「オールド・ボーイ」「お嬢さん」のパク・チャヌク監督が、殺人事件を追う刑事とその容疑者である被害者の妻が対峙しながらもひかれあう姿を描いたサスペンスドラマ。
男性が山頂から転落死する事件が発生。事故ではなく殺人の可能性が高いと考える刑事ヘジュンは、被害者の妻であるミステリアスな女性ソレを疑うが、彼女にはアリバイがあった。取り調べを進めるうちに、いつしかヘジュンはソレにひかれ、ソレもまたヘジュンに特別な感情を抱くように。やがて捜査の糸口が見つかり、事件は解決したかに見えたが……。
「殺人の追憶」のパク・ヘイルがヘジュン、「ラスト、コーション」のタン・ウェイがソレを演じ、「新感染半島 ファイナル・ステージ」のイ・ジョンヒョン、「コインロッカーの女」のコ・ギョンピョが共演。2022年・第75回カンヌ国際映画祭で監督賞を受賞。(https://eiga.com/movie/97018/より)
9.6/10.0
本作のあらすじだけを追ってしまうと「中年ラブコメ」でしかないのだが、そうした物語をパク・チャヌクが描くとここまで豊潤な作品になるのか!と驚く傑作。*1
たしかファッションデザイナーの山本耀司が「自分は、実在しない理想の女性のための服を作り続けている」と話していて、その思想に強く惹かれたことがあるが、本作は自分にはそうした感覚をもたらしてくれる作品であった。
容疑者である女性が、もしかすると自分の理想の人なのかもしれない。
そうであると犯人として真相は暴きたくないが、捜査を口実に彼女には会いたい、だけどもいち刑事としての矜恃は保ちたい……と、とにかく主人公のヘジュンは矛盾する思いを抱えながら捜査を続けていく。*2
ヘジュンはとにかくスマートな刑事で、韓国映画の刑事と言えばとにかくほぼ犯罪に近い暴力的な尋問や、賄賂にまみれるかの2択ばかりなのに、やたらとジェントルに振る舞うのも魅力的だ。

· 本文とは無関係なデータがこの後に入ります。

Issue #338, opened 2023-02-10
Avoid misunderstandings in requirement 1


tschmidtb51:
If no remote validator is given, the `csaf_checker` emits:
```
    - INFO: No remote validator configured
    - INFO: All advisories validated fine.
 ```

However, this can cause misunderstandings as the mandatory tests can't be executed without the remote validator (at least right now...).

I suggest we change the text for this case:
```
    - WARN: No remote validator configured
    - INFO: All advisories validated fine against the schema.
 ```

Even if the remote validator is configured, we need to clarify the result as one can just execute a specific set of tests (e.g. just the informative) that won't invalidate the CSAF documents.

_tested with csaf_checker v2.0.1-60-g05ad714_

PR #356, opened 2023-03-27
Rephrase csaf validation result

JanHoefelmeyer:
Give out a warning if no remote validator is configured.

Clarify that the inbuild validator only validates against the schema.

Solves https://github.com/csaf-poc/csaf_distribution/issues/338

### DIFF
--- a/cmd/csaf_checker/reporters.go
+++ b/cmd/csaf_checker/reporters.go
@@ -49,12 +49,12 @@ func (bc *baseReporter) requirement(domain *Domain) *Requirement {
 func (r *validReporter) report(p *processor, domain *Domain) {
 	req := r.requirement(domain)
 	if p.validator == nil {
-		req.message(InfoType, "No remote validator configured")
+		req.message(WarnType, "No remote validator configured")
 	}
 	if !p.invalidAdvisories.used() {
 		req.message(InfoType, "No validations performed")
 	} else if len(p.invalidAdvisories) == 0 {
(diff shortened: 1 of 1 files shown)


cmd/csaf_checker/reporters.go
```diff
@@ -49,12 +49,12 @@ func (bc *baseReporter) requirement(domain *Domain) *Requirement {
...
 	if p.validator == nil {
-		req.message(InfoType, "No remote validator configured")
+		req.message(WarnType, "No remote validator configured")
 	}
 	if !p.invalidAdvisories.used() {
 		req.message(InfoType, "No validations performed")
 	} else if len(p.invalidAdvisories) == 0 {
-		req.message(InfoType, "All advisories validated fine.")
+		req.message(InfoType, "All advisories validated fine against the schema.")
 	} else {
```
tschmidtb51, line 58: I think we need to extend the logic here:
If a remote validator and one of the presets `basic`, `mandatory`, `extended` or `full` was used, we should say `"All advisories validated fine."`
If a remote validator and none of the presets `basic`, `mandatory`, `extended` or `full` was used or no remote validator was used, we should say `"All advisories validated fine against the schema."`

tschmidtb51 (changes requested):
Please see my comment.

s-l-teichmann (approved):
LGTM

tschmidtb51 (approved):
LGTM and works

妻の仕事の関係で週末婚状態のため、料理含む家事は難なくこなせるし、仕事柄徹夜続きでも清潔感は欠かさない。「こんな刑事いねーだろ」と言ったらそこまでなのだが、ヘジュンの非現実感が一層本作の魅力になっている。
対する容疑者であるソレも、幻想的な役をやらせたら右に出るものはいないのでは……というくらいのタン・ウェイのファム・ファタールぶりが素晴らしい。
理想的な男女が最悪な形で出会ってしまう、といういわばサスペンス風『ロミオとジュリエット』として楽しめるが、ヘジュンの「天然人たらしスキル」にフォーカスすると、タイトルの意味も納得する。この映画は、誰もが「ヘジュンから別れることを決心」しているように思えるからだ。
ヘジュンの周りの人間は、男女問わずその魅力に惹かれている。例えば部下のスワンはいち早くヘジュンがソレに惹かれていることを察知し、なにかと操作に介入したりする。さっさと逮捕してしまえば縁も切れるわけだから。
ヘジュンの妻も、夫の他者を惹きつける魅力に気付いており、週末婚では毎週体を重ねて、子作りというよりは夫との繋がりを求める描写が作品冒頭にある。
ただ、彼らはヘジュンがどうしようもなくソレと惹かれ合っていることを察してしまう。*3
彼らの「別れる決心」を見届けた後、ヘジュンとソレはどうなるのか……結末は皆さんの目で確かめて欲しい。